-- Opening Marker --
PR #364, opened 2023-03-18
add `Kysely.executeQuery`.

igalklebanov:
This PR introduces a shortcut for `Kysely.getExecutor().executeQuery(compiledQuery, queryId)`.

When splitting build, compile and execute code, consumers no longer have to:

- access Kysely's internal `.getExecutor()` method.
- provide a queryId - which is internal.

Additionally: 
- consumer can pass a query builder, it's get compiled under the hood.
- QueryResult gets the correct R type from compiled query when using QueryExecutor's execute query.


koskimas (approved):
LGTM

PR #365, opened 2023-03-18
add `RawBuilder.compile`.

igalklebanov:
This PR allows consumers to compile `RawBuilder`s and pass around their `CompiledQuery`s when splitting build, compile and execute code.


koskimas:
Nice!

PR #371, opened 2023-03-20
add `.where` & `.orWhere` @ `CreateIndexBuilder`.

### LINKED ISSUE #302: Creating a Partial Index
Sorry for creating that many issues/questions.

While doing #301, I tried to create a partial index. Namely, I tried to achieve this:
```sql
CREATE INDEX post_expiration
ON post (expiration)
WHERE expiration IS NOT NULL
```

[SQLite](https://sqlite.org/partialindex.html) and [Postgres](https://www.postgresql.org/docs/current/indexes-partial.html) support partial indices. I'm not quite sure about the situation with MySQL/MariaDB.

I could not find a builder method for this, but I managed to [abuse `expression` for this](https://wirekang.github.io/kysely-playground/?p=f&i=-NMaBRrRK8T7IOeb7ICF):

```ts
db.schema.createIndex("post_created_at")
    .on("post")
    .expression(sql`expiration DESC) WHERE (expiration IS NOT NULL`)
```

Which results in this SQL:
```sql
CREATE INDEX `post_created_at` ON `post` (expiration DESC)
WHERE
  (expiration IS NOT NULL)
```

Well, that's obviously not the way to use `createIndex`. Is the last resort falling back to raw SQL here? Would this be something worth considering for a solution on a query builder level?

igalklebanov:
closes #302.

Adds the ability to create partial indexes in postgres / sqlite.

- only columns known in compile-time (used in `.column`/`.columns`) provide autocompletion,
unknown columns require `sql` template tag to be referred to.
- parameter types are unknown.
- parameters are not allowed (engine throws), so they're turned to literals before parsing.

### DIFF
--- a/src/parser/binary-operation-parser.ts
+++ b/src/parser/binary-operation-parser.ts
@@ -32,7 +32,6 @@ import { HavingInterface } from '../query-builder/having-interface.js'
 import { createJoinBuilder, createSelectQueryBuilder } from './parse-utils.js'
 import { OperationNode } from '../operation-node/operation-node.js'
 import { Expression } from '../expression/expression.js'
-import { sql } from '../raw-builder/sql.js'
 
 export type OperandValueExpression<
   DB,
@@ -101,9 +100,9 @@ export function parseFilterExpression(
   throw createFilterExpressionError(type, args)
 }
 
-export function parseWhereWithParametersAsLiterals(args: any[]): OperationNode {
+export function parseWhereWithImmediateParameters(args: any[]): OperationNode {
   if (args.length === 3) {
-    args = [args[0], args[1], sql.literal(args[2])]
+    args = [args[0], args[1], ValueNode.createImmediate(args[2])]
   }
 
   return parseWhere(args)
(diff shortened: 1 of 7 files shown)


src/schema/create-index-builder.ts
```diff
@@ -126,6 +133,101 @@ export class CreateIndexBuilder implements OperationNodeSource, Compilable {
...
+  where(
+    grouper: (qb: CreateIndexWhereInterface<C>) => CreateIndexWhereInterface<C>
+  ): CreateIndexBuilder<C>
+  where(expression: Expression<any>): CreateIndexBuilder<C>
+
+  where(...args: any[]): any {
+    return new CreateIndexBuilder({
+      ...this.#props,
+      node: QueryNode.cloneWithWhere(
+        this.#props.node as any,
```
koskimas, line 183: Instead of casting to `any` change the `cloneWithWhere` interface from:

```ts
  cloneWithWhere<T extends FilterableQueryNode>(
    node: T,
    operation: OperationNode
  ): T
```

to something like this:

```ts
  cloneWithWhere<T extends { where?: WhereNode }>(
    node: T,
    operation: OperationNode
  ): T
```

src/parser/binary-operation-parser.ts
```diff
@@ -100,6 +101,14 @@ export function parseFilterExpression(
   throw createFilterExpressionError(type, args)
 }
 
+export function parseWhereWithParametersAsLiterals(args: any[]): OperationNode {
+  if (args.length === 3) {
+    args = [args[0], args[1], sql.literal(args[2])]
```
koskimas, line 106: Instead of `sql.literal` you can use `ValueNode.createImmediate`.

igalklebanov: Good point! forgot this thing exists.

src/schema/create-index-builder.ts
igalklebanov: Good idea!

PR #378, opened 2023-03-23
DRY up `explain` docs and clone logic.

igalklebanov:


src/query-builder/delete-query-builder.ts
```diff
@@ -956,7 +956,7 @@ export class DeleteQueryBuilder<DB, TB extends keyof DB, O>
 
     return result as SimplifyResult<O>
   }
-
+
```
koskimas, line 959: Some extra whitespace here

src/operation-node/query-node.ts
```diff
@@ -19,6 +22,8 @@ type HasJoins = { joins?: ReadonlyArray<JoinNode> }
 type HasWhere = { where?: WhereNode }
 type HasReturning = { returning?: ReturningNode }
 
+export type HasExplain = { explain?: ExplainNode }
```
koskimas, line 25: Why export?

igalklebanov: Haven't updated after the other types were un-exported.

src/query-builder/delete-query-builder.ts
igalklebanov: Nice catch!

PR #389, opened 2023-03-27
Fix playground iframe of site.

wirekang:
## Minor changes
Pass `allow="clipboard-write" to playground iframe to solve the permission error:
image

Default kysely version: 0.23.3 -> 0.23.5


fhur:
Thanks for the fix @wirekang. And by the way, thanks for implementing the playground :) 

LGTM.

fhur:
We'll need a better mechanism for versioning in the docs, so this doesn't happen again in the future, but that's a bigger topic.

PR #399, opened 2023-03-29
fix explicitly `undefined` values not falling back to default @ `InsertQueryBuilder.values`.

### LINKED ISSUE #398: SQL parser bug
First of all, thank you for writing this lightweight TS safe library. We're migrating our website from MongoDB to PostgreSQL. We tried Prisma and it was a hot pile of disaster in terms on performance. 

However, while setting up a few scripts, we found a bug inside this library. Our hands our currently full otherwise would have loved to jump into source and send a PR fix too. Here's how you can reproduce the bug: 

1. Go to https://codedamn.com/playground/4rv-jRRmU-BdpcEtjKm-0
2. Click on "Run code" button on top right
3. Go through the comments in the codebase

igalklebanov:
closes #398.

- opened multi-row inserts with defaults test cases to mysql as well.
- also removes some unused imports.

### DIFF
--- a/src/parser/insert-values-parser.ts
+++ b/src/parser/insert-values-parser.ts
@@ -116,14 +116,11 @@ function parseRowValues(
   const hasMissingColumns = rowColumns.length < columns.size
 
   if (hasMissingColumns || hasUndefinedOrComplexColumns) {
-    let defaultValueNode: DefaultInsertValueNode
-- Closing Marker --
_ACTIVITY_
When a line above includes the word "method", please list that line.

_SOLUTION_
- access Kysely's internal `.getExecutor()` method.
I could not find a builder method for this, but I managed to [abuse `expression` for this](https://wirekang.github.io/kysely-playground/?p=f&i=-NMaBRrRK8T7IOeb7ICF):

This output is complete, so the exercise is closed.